You could just save the whole sheet and upload it somewhere with a timestamp, and save archives anyway. Maybe there are better options than web.archive.org and archive.ph.
Hi Michael, thanks for the reply.
That archive service is great, we use them all the time. From our understand though, it is actually possible to manipulate web archives.
Didn’t they already address this specific vulnerability with the measures described on that page?
The aforementioned page states that they took action “to mitigate these attacks,” so from our understanding it is still possible to do.
Also, the organization who completed the study still cautions users who rely on Wayback Machine (the archive platform that was manipulated).[1]
https://rewritinghistory.cs.washington.edu/index.html See section “I rely on Wayback Machine—what should I do?”
The original information is still archived, my understanding is that those attacks just inject other data that changes what is shown to the user, but as they mention it’s easily detectable and the original information can still be recovered.
A bigger risk would be that the organization asks the archive to delete their data, but that would look very suspicious, and you could use multiple archives (e.g. https://archive.is/ )
Thank you for your reply and technical insights, Lorenzo.
To clarify, we are actually not that concerned about archived documents being manipulated. From what we understand, this is extremely rare.
What we are quite concerned about is that we will be falsely accused of manipulating archives, and the charity accusing us will be given the benefit of the doubt. They could cite articles like the one we cited earlier, and most people do not have the technical expertise to evaluate disputes over archive integrity.
I think that is extremely unlikely, they have a lot to lose as soon as it’s confirmed that the archived data is not manipulated.
Also, from the page you cite:
So they would need to claim that you took control of a relevant domain as well.
But even if something like that happened, you could show that the archive has not been tampered (e.g. by linking the exact resource containing the information, or mentioning the “about this capture” tool that was added by the web archive to mitigate this)
Not just that, I expect charities to have a lot to lose just from the fight alone, for better or worse. Getting into fights about your integrity generally has negative effects on your reputation and fundraising capacity.
Thanks for the tool! It seems very useful.

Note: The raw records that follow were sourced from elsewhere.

PR #933, opened 2023-11-07
Feature/multi format file upload

Jayashsatolia403:


tests/cli_tests/zboxcli_file_upload_test.go
```diff
@@ -299,6 +301,58 @@ func TestUpload(testSetup *testing.T) {
 		require.Equal(t, expected, output[1])
 	})
 
+	t.RunWithTimeout("Upload tests with Thumbnail with different format", 40*time.Minute, func(t *test.SystemTest) {
+		for _, blobberId := range blobbersList {
+			_, err := executeFaucetWithTokens(t, configPath, 11)
+			require.Nil(t, err, "Error executing faucet")
+
+			t.Log("Staking tokens for blobber: ", blobberId)
```
stewartie4, line 309: can be removed

tests/cli_tests/zboxcli_file_upload_test.go
```diff
@@ -299,6 +301,58 @@ func TestUpload(testSetup *testing.T) {
...
+			_, err = stakeTokens(t, configPath, utils.CreateParams(map[string]interface{}{
+				"blobber_id": blobberId,
+				"tokens":     10,
+			}), true)
+			require.Nil(t, err, "Error staking tokens")
+		}
+
+		allocSize := int64(10 * GB)
+
+		var fileExtensions = []string{".txt", ".docx", ".pdf", ".jpg", ".png", ".mp3", ".mp4", ".xlsx", ".html", ".json", ".csv", ".xml", ".zip", ".rar", ".gz", ".tar", ".avi", ".mov", ".wav", ".ogg", ".bmp", ".gif", ".svg", ".tiff", ".ico", ".py", ".c", ".java", ".php", ".js", ".css", ".scss", ".yaml", ".sql", ".md", ".go", ".rb", ".cpp", ".h", ".sh", ".bat", ".dll", ".class", ".jar", ".exe", ".psd", ".pptx", ".xls", ".ppt", ".key", ".numbers"}
```
stewartie4, line 321: do we need all of these? it's never going to be an extensive list, so why not make it shorter so the test takes less time to run>

tests/cli_tests/zboxcli_file_upload_test.go
```diff
@@ -299,6 +301,58 @@ func TestUpload(testSetup *testing.T) {
...
+				"thumbnailpath": thumbnail,
+			}, true)
+			require.Nil(t, err, strings.Join(output, "\n"))
+			require.Len(t, output, 2)
+
+			expected := fmt.Sprintf(
+				"Status completed callback. Type = application/octet-stream. Name = %s",
+				filepath.Base(filename),
+			)
+			require.Equal(t, expected, output[1], "Failed to upload file with extension: "+ext)
```
stewartie4, line 352: The actual output should be returned in the message if the assertion fails

stewartie4 (changes requested):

We think our team still has some disagreements with you over how effective disinformation campaigns can be (especially when the disinformation is technical and the audience is mostly non-technical). That being said, we really appreciate your insights—you’ve made some great points.
I think the typical member of the EA community has more than enough technical skill to understand evidence that a web page has been edited to be different from an archived page, if pointed to both copies from a reliable source
My first impression is that these techniques are pretty obscure and technical, and charities would not think to use them or know how to by default. In fact, sharing them here might make it more likely that charities use them (an infohazard).
EDIT: But maybe if motivated and strategic enough, they would find them through online search.